Note: This document is currently under revision. At present, this chapter is primarily a list of topics to think about, with a few details at the end. A later version of this document will provide more details.
Areas of Concern
Reduce perceived latency
| | Mask latency, either with a thinking sound or a special prompt such as an informational tip. |
| | If you know the wait will be long, warn the user before the wait. You need to be careful with this, however. If you claim that the wait will be long and then there is no wait, you leave a bad impression. |
| | Latencies longer than 5 seconds cannot be effectively masked. Don't try. Instead, really fix the performance or redesign the VUI to avoid the latency. |
Give the user control during latency
| | Be responsive during latency. Make sure the user can correct an error that got them here or cancel a wait that the user perceives as too long. |
| | If possible, it's better to confirm what the user said before going into a waiting period. For example, this interaction: |
| | User: "Go to Horoscopes" System: "Horoscopes. Hold on a sec." <3 second pause> System: "Today, the stars align." |
| | may be perceived as faster than this one: |
| | User: "Go to Horoscopes" <2 second pause> System: "Horoscopes.
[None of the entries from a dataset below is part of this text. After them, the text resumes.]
PR #9246, opened 2026-08-03
feat(api): serve the per-account serving and registrations footprints

### LINKED ISSUE #9245: feat(api): serve the per-account serving and registrations footprints from the lakehouse
## The gap

`/api/v1/accounts/{ss58}/serving` and `/api/v1/accounts/{ss58}/registrations` answer schema-stable zeros for every account:

```
{ "subnet_count": 0, "subnets": [] }
```

They are the two `account_events` account feeds with **no cold-tier reader**. `makeAccountEventHandler` already takes a `coldTier` hook and `src/account-feeds-cold-tier.ts` already serves the sibling feeds — these two were simply never wired.

The data is there: `AxonServed` (2,791,121 rows) and `NeuronRegistered` (1,071,405), both with a **populated hotkey on every row**.

## The predicate is the whole design question

The existing weight-setters reader resolves `(netuid, uid)` slots against the neurons table, because `WeightsSet` has a NULL hotkey on all 50,890,747 rows and the chain event only emits `[netuid, uid]`.

**These two must not borrow that path.** They carry a real hotkey, so the account *is* the hotkey and the predicate is a single equality. Attributing by neuron slot instead would credit an account with rows from whoever holds that slot **now** — a subtly wrong answer that still looks plausible, since slots are reassigned after deregistration.

## Acceptance

- [ ] Both routes serve real per-subnet footprints with first/last timestamps
- [ ] Each filters by `hotkey`, and neither uses the `(netuid, uid)` slot workaround
- [ ] Each counts under its own alias — the builders read `announcements` and `registrations` respectively, and a shared alias leaves one reading `undefined` and reporting an empty footprint rather than failing
- [ ] An unparseable address declines **without querying**: R2 SQL has no bound parameters, so a rejected address must never reach the string
- [ ] An empty footprint is an answer (zeros with a real `generated_at`), not a decline
- [ ] The wiring itself is tested through the handler — a unit test of the loader cannot reach the `coldTier` lambda, and an unwired feed answers zeros indistinguishable from a cold store
- [ ] Zero uncovered changed lines or branches

## Not in scope

`/accounts/{ss58}/axon-removals` and `/deregistrations` stay empty and correctly so: `AxonInfoRemoved` and `NeuronDeregistered` appear nowhere in `SubtensorModule`'s event vocabulary — the chain never emits them.

Refs #9146

JSONbored:
## Summary

`/api/v1/accounts/{ss58}/serving` and `/registrations` answered schema-stable zeros for **every** account. They were the two `account_events` feeds with no cold-tier reader — `makeAccountEventHandler` already takes a `coldTier` hook and `src/account-feeds-cold-tier.ts` already serves their siblings, so these were simply never wired.

The data was there all along: `AxonServed` (2,791,121 rows) and `NeuronRegistered` (1,071,405), both with a **populated hotkey on every row**.

## The predicate is the whole design question

The existing weight-setters reader resolves `(netuid, uid)` slots against the neurons table, because `WeightsSet` has a NULL hotkey on all 50,890,747 rows — the chain event only emits `[netuid, uid]`.

**These two must not borrow that path.** They carry a real hotkey, so the account *is* the hotkey and the predicate is a single equality. Attributing by neuron slot would credit an account with whatever the slot's **current** holder did — a subtly wrong answer that still looks plausible, since slots are reassigned after deregistration. A test asserts the slot form is absent.

## Details that decide correctness

- **Each feed counts under its own alias.** The builders read `row.announcements` and `row.registrations`; a shared alias leaves one reading `undefined` and reporting an empty footprint rather than failing.
- **An empty footprint is an answer, not a decline.** An account that served nothing really did serve nothing — declining falls through to the same zeros but loses the `generated_at` the caller reports.
- **An unparseable address declines without querying.** R2 SQL has no bound parameters, so a rejected address must never reach the string.

## The wiring is tested through the handler

The `coldTier` lambda is exactly the part a loader unit test cannot reach, and an unwired feed answers zeros **indistinguishable from a cold store**.

| Mutation | Result |
| --- | --- |
| unwire the serving cold tier | *"the serving route did not query AxonServed — its cold tier is unwired, so it answers zeros indistinguishable from a cold store"* |
| drop the hotkey predicate | fails — would return every account's rows |
| reuse one alias for both feeds | *"did not match /AS registrations/"* |
| skip the address guard | fails |

That first mutation initially *passed* because my `perl` pattern didn't match after prettier reflowed the line — worth stating, since a mutation that silently fails to apply looks exactly like a test with teeth.

## Correctly left empty

`/accounts/{ss58}/axon-removals` and `/deregistrations` stay zeroed: `AxonInfoRemoved` and `NeuronDeregistered` appear **nowhere** in `SubtensorModule`'s event vocabulary — the chain never emits them.

## Validation

```
npm run typecheck / lint / format:check    clean
account routes + cold-tier suites          65 passed
```

**Patch coverage: zero uncovered changed lines or branches.**

Closes #9245
Refs #9146

### DIFF
--- a/src/account-feeds-cold-tier.ts
+++ b/src/account-feeds-cold-tier.ts
@@ -59,6 +59,16 @@ import {
   COUNTERPARTIES_SCAN_CAP,
   type CounterpartyRelationshipResult,
 } from "./counterparties.ts";
+import {
+  buildAccountServing,
+  DEFAULT_SERVING_WINDOW,
+  SERVING_WINDOWS,
+} from "./account-serving.ts";
+import {
+  buildAccountRegistrations,
+  DEFAULT_REGISTRATION_WINDOW,
+  REGISTRATION_WINDOWS,
+} from "./account-registrations.ts";
 import { decodeCursor, encodeCursor } from "./cursor.ts";
 import { r2SqlQuery, safeBlockNumber, safeSs58Literal } from "./r2-sql.ts";
 import { OFFSET_EMULATION_CAP } from "./r2-sql-blocks.ts";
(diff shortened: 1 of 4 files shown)


JSONbored:
Closing as a duplicate — #9244 shipped the same two feeds while this was in review, and its version is the better one.

I checked rather than assuming, because the routes still returned zeros after it merged. Two things worth recording:

**Their predicate is correct.** Both readers key on `hotkey = '<addr>'`, which is the right attribution for `AxonServed` and `NeuronRegistered` — those carry a real hotkey on every row, unlike `WeightsSet`. Borrowing the `(netuid, uid)` slot path that weight-setters needs would have credited an account with whatever the slot's *current* holder did, since slots are reassigned after deregistration. #9244 avoids that.

**It also wires MCP, which this PR did not.** That is the same parity gap I had to fix separately in #9230 for `/chain/serving`, so #9244 is strictly ahead here.

**The zeros are deploy lag, not a bug.** The live Worker is version `5d8c0f9d` created **10:57:41Z**; #9244 merged at **11:06:03Z**. The deployed code predates it by nine minutes. I confirmed the underlying query is sound by running #9244's exact SQL against the lakehouse for the busiest `AxonServed` hotkey in the window:

```
netuid 7 · 748 announcements · 2026-07-16 → 2026-08-02 · 242 MB scanned · 3.3s
```

Well inside the 15s query timeout, so it will serve real numbers once the deploy lands. Worth a re-check afterwards — Workers Builds has stalled without failing before.

The only thing here not in #9244 is a handler-level test asserting the `coldTier` lambda is actually reached (a loader unit test cannot reach it, and an unwired feed answers zeros indistinguishable from a cold store). If that is wanted I can raise it as a test-only follow-up rather than carry this branch.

Today, the stars align." |
Design VUI for speedy flow
| | Design the flow so that the most common path is first and easiest to follow. Initially present only the most relevant options; if the user wants the road less travelled, let them ask for it. |
| | Remove unnecessary flow options; don't overdesign. |
| | On the other hand, have shortcuts for expert users. If possible, remove or shorten prompts for experts. |
| | Used mixed initiative dialogs to allow the user to supply multiple pieces of information at once. Drop back to step-by-step interactions only if necessary. |
| | Avoid unnecessary confirmations. For example, rely on "go back" instead of getting confirmation. |
| | Use explicit confirms only if a misrecognition would be disastrous or is very common in this state. A way to avoid using an explicit confirm in cases where a misrecognition would be disastrous would be to provide a way to back out of an incorrect decision after the fact, such as by undoing a database commit if the user says 'go back' or 'cancel'. |
Control recognition latency
| | Turn on bargein. See Barge-In. |
| | Use hotword when appropriate. You need to be careful here. If hotword commands commonly get misrecognized, the final effect may seem worse than if you didn't allow hotword in the first place. Also, try to make all the commands in a hotword grammar about the same length. The interpreter waits for speech long enough for a user to have said the longest thing in the grammar. |
| | Use weighting in your grammars so the recognizer can more quickly prune search paths. You need to be very careful setting weights for your grammars. |
More Details
Barge-In
The bargein property controls whether a user is allowed to "barge in" or interrupt a prompt. If its value is true, the interpreter listens for speech while playing a prompt; if the user speaks, the prompt stops immediately. If the bargein property is false, the interpreter plays an entire prompt without allowing interruption.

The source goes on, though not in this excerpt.